Exactly as given, write out all the entries again.

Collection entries
☆ ☆ ☆ ☆ ☆
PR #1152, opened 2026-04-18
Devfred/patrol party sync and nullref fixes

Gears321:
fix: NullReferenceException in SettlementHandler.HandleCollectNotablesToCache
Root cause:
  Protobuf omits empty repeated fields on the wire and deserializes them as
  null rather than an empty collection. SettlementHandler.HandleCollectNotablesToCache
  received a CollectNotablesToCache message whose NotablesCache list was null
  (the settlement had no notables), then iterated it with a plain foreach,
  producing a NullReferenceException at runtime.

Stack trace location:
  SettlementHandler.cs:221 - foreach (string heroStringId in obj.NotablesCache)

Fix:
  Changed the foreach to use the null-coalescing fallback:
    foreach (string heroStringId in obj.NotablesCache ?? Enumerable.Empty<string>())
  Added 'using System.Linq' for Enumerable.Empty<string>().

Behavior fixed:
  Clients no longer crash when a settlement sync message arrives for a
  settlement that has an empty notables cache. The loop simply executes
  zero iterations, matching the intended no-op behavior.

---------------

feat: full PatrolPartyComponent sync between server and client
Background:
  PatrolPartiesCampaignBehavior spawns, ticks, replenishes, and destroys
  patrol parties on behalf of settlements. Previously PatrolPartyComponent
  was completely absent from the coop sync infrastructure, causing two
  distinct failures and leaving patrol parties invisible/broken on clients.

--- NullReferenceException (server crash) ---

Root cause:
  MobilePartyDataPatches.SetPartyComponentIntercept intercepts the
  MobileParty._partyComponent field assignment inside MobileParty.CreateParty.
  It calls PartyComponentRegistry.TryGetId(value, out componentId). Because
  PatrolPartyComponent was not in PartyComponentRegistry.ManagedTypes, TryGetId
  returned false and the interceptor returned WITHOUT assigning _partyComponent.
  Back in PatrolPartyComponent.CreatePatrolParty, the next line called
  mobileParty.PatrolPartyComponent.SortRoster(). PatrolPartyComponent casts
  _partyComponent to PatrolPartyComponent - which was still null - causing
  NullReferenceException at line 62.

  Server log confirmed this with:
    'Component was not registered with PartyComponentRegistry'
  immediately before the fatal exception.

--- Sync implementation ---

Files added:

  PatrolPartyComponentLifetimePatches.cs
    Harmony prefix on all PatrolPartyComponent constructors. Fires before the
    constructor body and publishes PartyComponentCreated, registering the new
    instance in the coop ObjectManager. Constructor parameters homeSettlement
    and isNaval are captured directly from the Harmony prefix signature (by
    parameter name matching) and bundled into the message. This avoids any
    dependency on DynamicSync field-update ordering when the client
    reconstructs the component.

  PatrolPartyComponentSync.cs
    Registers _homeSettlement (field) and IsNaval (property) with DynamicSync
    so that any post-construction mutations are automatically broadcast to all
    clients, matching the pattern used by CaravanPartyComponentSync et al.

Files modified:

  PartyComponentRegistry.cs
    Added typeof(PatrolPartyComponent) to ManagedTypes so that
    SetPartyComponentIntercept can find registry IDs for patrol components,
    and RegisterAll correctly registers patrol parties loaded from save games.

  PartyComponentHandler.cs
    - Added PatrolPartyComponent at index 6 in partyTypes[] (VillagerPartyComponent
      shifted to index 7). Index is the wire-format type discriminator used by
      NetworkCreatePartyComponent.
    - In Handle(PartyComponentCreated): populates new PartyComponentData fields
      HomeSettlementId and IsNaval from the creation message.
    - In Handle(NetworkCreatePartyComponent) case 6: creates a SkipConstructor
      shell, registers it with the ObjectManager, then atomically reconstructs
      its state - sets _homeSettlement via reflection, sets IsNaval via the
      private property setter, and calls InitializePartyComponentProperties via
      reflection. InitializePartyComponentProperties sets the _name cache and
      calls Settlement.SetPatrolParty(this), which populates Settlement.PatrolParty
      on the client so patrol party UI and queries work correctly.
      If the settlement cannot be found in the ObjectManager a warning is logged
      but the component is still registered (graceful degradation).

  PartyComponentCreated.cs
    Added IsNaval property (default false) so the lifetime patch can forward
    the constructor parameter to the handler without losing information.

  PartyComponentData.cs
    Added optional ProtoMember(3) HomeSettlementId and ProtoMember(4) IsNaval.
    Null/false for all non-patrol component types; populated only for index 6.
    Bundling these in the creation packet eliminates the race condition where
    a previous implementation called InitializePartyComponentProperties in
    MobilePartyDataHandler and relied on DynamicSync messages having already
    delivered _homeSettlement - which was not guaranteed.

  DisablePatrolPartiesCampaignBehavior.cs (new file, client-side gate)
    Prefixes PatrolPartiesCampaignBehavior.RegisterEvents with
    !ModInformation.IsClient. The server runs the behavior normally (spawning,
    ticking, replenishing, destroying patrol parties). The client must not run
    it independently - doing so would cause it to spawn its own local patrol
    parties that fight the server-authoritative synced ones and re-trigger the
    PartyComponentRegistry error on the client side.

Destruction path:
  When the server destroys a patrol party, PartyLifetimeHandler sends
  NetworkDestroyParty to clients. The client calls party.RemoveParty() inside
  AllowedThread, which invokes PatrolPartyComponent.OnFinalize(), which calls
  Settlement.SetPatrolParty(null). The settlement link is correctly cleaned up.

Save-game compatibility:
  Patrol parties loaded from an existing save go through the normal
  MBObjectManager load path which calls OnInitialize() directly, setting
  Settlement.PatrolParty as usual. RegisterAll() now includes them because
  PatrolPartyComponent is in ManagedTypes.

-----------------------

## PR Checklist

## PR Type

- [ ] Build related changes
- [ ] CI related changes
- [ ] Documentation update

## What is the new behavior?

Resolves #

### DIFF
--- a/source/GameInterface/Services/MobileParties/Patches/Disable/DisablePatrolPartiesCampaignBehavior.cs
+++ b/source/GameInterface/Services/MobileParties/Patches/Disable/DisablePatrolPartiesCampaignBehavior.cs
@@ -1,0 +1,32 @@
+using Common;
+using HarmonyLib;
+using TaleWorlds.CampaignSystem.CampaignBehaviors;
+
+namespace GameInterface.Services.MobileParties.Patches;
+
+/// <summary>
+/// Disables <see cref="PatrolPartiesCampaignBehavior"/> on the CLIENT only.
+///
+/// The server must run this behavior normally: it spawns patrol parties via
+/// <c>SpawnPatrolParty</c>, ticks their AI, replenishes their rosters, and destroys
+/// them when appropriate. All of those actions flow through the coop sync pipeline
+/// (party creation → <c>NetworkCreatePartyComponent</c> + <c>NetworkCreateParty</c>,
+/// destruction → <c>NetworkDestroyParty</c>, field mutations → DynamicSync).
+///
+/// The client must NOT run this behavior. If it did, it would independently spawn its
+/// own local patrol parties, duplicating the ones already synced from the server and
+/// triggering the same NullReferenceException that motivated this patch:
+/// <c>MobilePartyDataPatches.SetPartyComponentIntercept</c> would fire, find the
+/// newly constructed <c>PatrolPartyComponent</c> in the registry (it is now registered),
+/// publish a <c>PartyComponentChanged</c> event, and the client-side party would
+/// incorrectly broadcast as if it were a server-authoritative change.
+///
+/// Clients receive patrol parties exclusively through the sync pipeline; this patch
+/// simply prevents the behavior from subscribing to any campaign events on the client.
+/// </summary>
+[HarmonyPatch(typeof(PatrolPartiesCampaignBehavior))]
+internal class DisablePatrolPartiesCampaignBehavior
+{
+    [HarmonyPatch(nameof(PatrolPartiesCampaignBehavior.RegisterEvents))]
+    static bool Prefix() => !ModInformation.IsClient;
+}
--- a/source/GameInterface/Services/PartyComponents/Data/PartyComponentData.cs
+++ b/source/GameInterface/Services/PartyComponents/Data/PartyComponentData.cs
☆ ☆ ☆ ☆ ☆
EXERCISE RESPONSE:
PR #1152, opened 2026-04-18
Devfred/patrol party sync and nullref fixes

Gears321:
fix: NullReferenceException in SettlementHandler.HandleCollectNotablesToCache
Root cause:
  Protobuf omits empty repeated fields on the wire and deserializes them as
  null rather than an empty collection. SettlementHandler.HandleCollectNotablesToCache
  received a CollectNotablesToCache message whose NotablesCache list was null
  (the settlement had no notables), then iterated it with a plain foreach,
  producing a NullReferenceException at runtime.

Stack trace location:
  SettlementHandler.cs:221 - foreach (string heroStringId in obj.NotablesCache)

Fix:
  Changed the foreach to use the null-coalescing fallback:
    foreach (string heroStringId in obj.NotablesCache ?? Enumerable.Empty<string>())
  Added 'using System.Linq' for Enumerable.Empty<string>().

Behavior fixed:
  Clients no longer crash when a settlement sync message arrives for a
  settlement that has an empty notables cache. The loop simply executes
  zero iterations, matching the intended no-op behavior.

---------------

feat: full PatrolPartyComponent sync between server and client
Background:
  PatrolPartiesCampaignBehavior spawns, ticks, replenishes, and destroys
  patrol parties on behalf of settlements. Previously PatrolPartyComponent
  was completely absent from the coop sync infrastructure, causing two
  distinct failures and leaving patrol parties invisible/broken on clients.

--- NullReferenceException (server crash) ---

Root cause:
  MobilePartyDataPatches.SetPartyComponentIntercept intercepts the
  MobileParty._partyComponent field assignment inside MobileParty.CreateParty.
  It calls PartyComponentRegistry.TryGetId(value, out componentId). Because
  PatrolPartyComponent was not in PartyComponentRegistry.ManagedTypes, TryGetId
  returned false and the interceptor returned WITHOUT assigning _partyComponent.
  Back in PatrolPartyComponent.CreatePatrolParty, the next line called
  mobileParty.PatrolPartyComponent.SortRoster(). PatrolPartyComponent casts
  _partyComponent to PatrolPartyComponent - which was still null - causing
  NullReferenceException at line 62.

  Server log confirmed this with:
    'Component was not registered with PartyComponentRegistry'
  immediately before the fatal exception.

--- Sync implementation ---

Files added:

  PatrolPartyComponentLifetimePatches.cs
    Harmony prefix on all PatrolPartyComponent constructors. Fires before the
    constructor body and publishes PartyComponentCreated, registering the new
    instance in the coop ObjectManager. Constructor parameters homeSettlement
    and isNaval are captured directly from the Harmony prefix signature (by
    parameter name matching) and bundled into the message. This avoids any
    dependency on DynamicSync field-update ordering when the client
    reconstructs the component.

  PatrolPartyComponentSync.cs
    Registers _homeSettlement (field) and IsNaval (property) with DynamicSync
    so that any post-construction mutations are automatically broadcast to all
    clients, matching the pattern used by CaravanPartyComponentSync et al.

Files modified:

  PartyComponentRegistry.cs
    Added typeof(PatrolPartyComponent) to ManagedTypes so that
    SetPartyComponentIntercept can find registry IDs for patrol components,
    and RegisterAll correctly registers patrol parties loaded from save games.

  PartyComponentHandler.cs
    - Added PatrolPartyComponent at index 6 in partyTypes[] (VillagerPartyComponent
      shifted to index 7). Index is the wire-format type discriminator used by
      NetworkCreatePartyComponent.
    - In Handle(PartyComponentCreated): populates new PartyComponentData fields
      HomeSettlementId and IsNaval from the creation message.
    - In Handle(NetworkCreatePartyComponent) case 6: creates a SkipConstructor
      shell, registers it with the ObjectManager, then atomically reconstructs
      its state - sets _homeSettlement via reflection, sets IsNaval via the
      private property setter, and calls InitializePartyComponentProperties via
      reflection. InitializePartyComponentProperties sets the _name cache and
      calls Settlement.SetPatrolParty(this), which populates Settlement.PatrolParty
      on the client so patrol party UI and queries work correctly.
      If the settlement cannot be found in the ObjectManager a warning is logged
      but the component is still registered (graceful degradation).

  PartyComponentCreated.cs
    Added IsNaval property (default false) so the lifetime patch can forward
    the constructor parameter to the handler without losing information.

  PartyComponentData.cs
    Added optional ProtoMember(3) HomeSettlementId and ProtoMember(4) IsNaval.
    Null/false for all non-patrol component types; populated only for index 6.
    Bundling these in the creation packet eliminates the race condition where
    a previous implementation called InitializePartyComponentProperties in
    MobilePartyDataHandler and relied on DynamicSync messages having already
    delivered _homeSettlement - which was not guaranteed.

  DisablePatrolPartiesCampaignBehavior.cs (new file, client-side gate)
    Prefixes PatrolPartiesCampaignBehavior.RegisterEvents with
    !ModInformation.IsClient. The server runs the behavior normally (spawning,
    ticking, replenishing, destroying patrol parties). The client must not run
    it independently - doing so would cause it to spawn its own local patrol
    parties that fight the server-authoritative synced ones and re-trigger the
    PartyComponentRegistry error on the client side.

Destruction path:
  When the server destroys a patrol party, PartyLifetimeHandler sends
  NetworkDestroyParty to clients. The client calls party.RemoveParty() inside
  AllowedThread, which invokes PatrolPartyComponent.OnFinalize(), which calls
  Settlement.SetPatrolParty(null). The settlement link is correctly cleaned up.

Save-game compatibility:
  Patrol parties loaded from an existing save go through the normal
  MBObjectManager load path which calls OnInitialize() directly, setting
  Settlement.PatrolParty as usual. RegisterAll() now includes them because
  PatrolPartyComponent is in ManagedTypes.

-----------------------

## PR Checklist

## PR Type

- [ ] Build related changes
- [ ] CI related changes
- [ ] Documentation update

## What is the new behavior?

Resolves #

### DIFF
--- a/source/GameInterface/Services/MobileParties/Patches/Disable/DisablePatrolPartiesCampaignBehavior.cs
+++ b/source/GameInterface/Services/MobileParties/Patches/Disable/DisablePatrolPartiesCampaignBehavior.cs
@@ -1,0 +1,32 @@
+using Common;
+using HarmonyLib;
+using TaleWorlds.CampaignSystem.CampaignBehaviors;
+
+namespace GameInterface.Services.MobileParties.Patches;
+
+/// <summary>
+/// Disables <see cref="PatrolPartiesCampaignBehavior"/> on the CLIENT only.
+///
+/// The server must run this behavior normally: it spawns patrol parties via
+/// <c>SpawnPatrolParty</c>, ticks their AI, replenishes their rosters, and destroys
+/// them when appropriate. All of those actions flow through the coop sync pipeline
+/// (party creation → <c>NetworkCreatePartyComponent</c> + <c>NetworkCreateParty</c>,
+/// destruction → <c>NetworkDestroyParty</c>, field mutations → DynamicSync).
+///
+/// The client must NOT run this behavior. If it did, it would independently spawn its
+/// own local patrol parties, duplicating the ones already synced from the server and
+/// triggering the same NullReferenceException that motivated this patch:
+/// <c>MobilePartyDataPatches.SetPartyComponentIntercept</c> would fire, find the
+/// newly constructed <c>PatrolPartyComponent</c> in the registry (it is now registered),
+/// publish a <c>PartyComponentChanged</c> event, and the client-side party would
+/// incorrectly broadcast as if it were a server-authoritative change.
+///
+/// Clients receive patrol parties exclusively through the sync pipeline; this patch
+/// simply prevents the behavior from subscribing to any campaign events on the client.
+/// </summary>
+[HarmonyPatch(typeof(PatrolPartiesCampaignBehavior))]
+internal class DisablePatrolPartiesCampaignBehavior
+{
+    [HarmonyPatch(nameof(PatrolPartiesCampaignBehavior.RegisterEvents))]
+    static bool Prefix() => !ModInformation.IsClient;
+}
--- a/source/GameInterface/Services/PartyComponents/Data/PartyComponentData.cs
+++ b/source/GameInterface/Services/PartyComponents/Data/PartyComponentData.cs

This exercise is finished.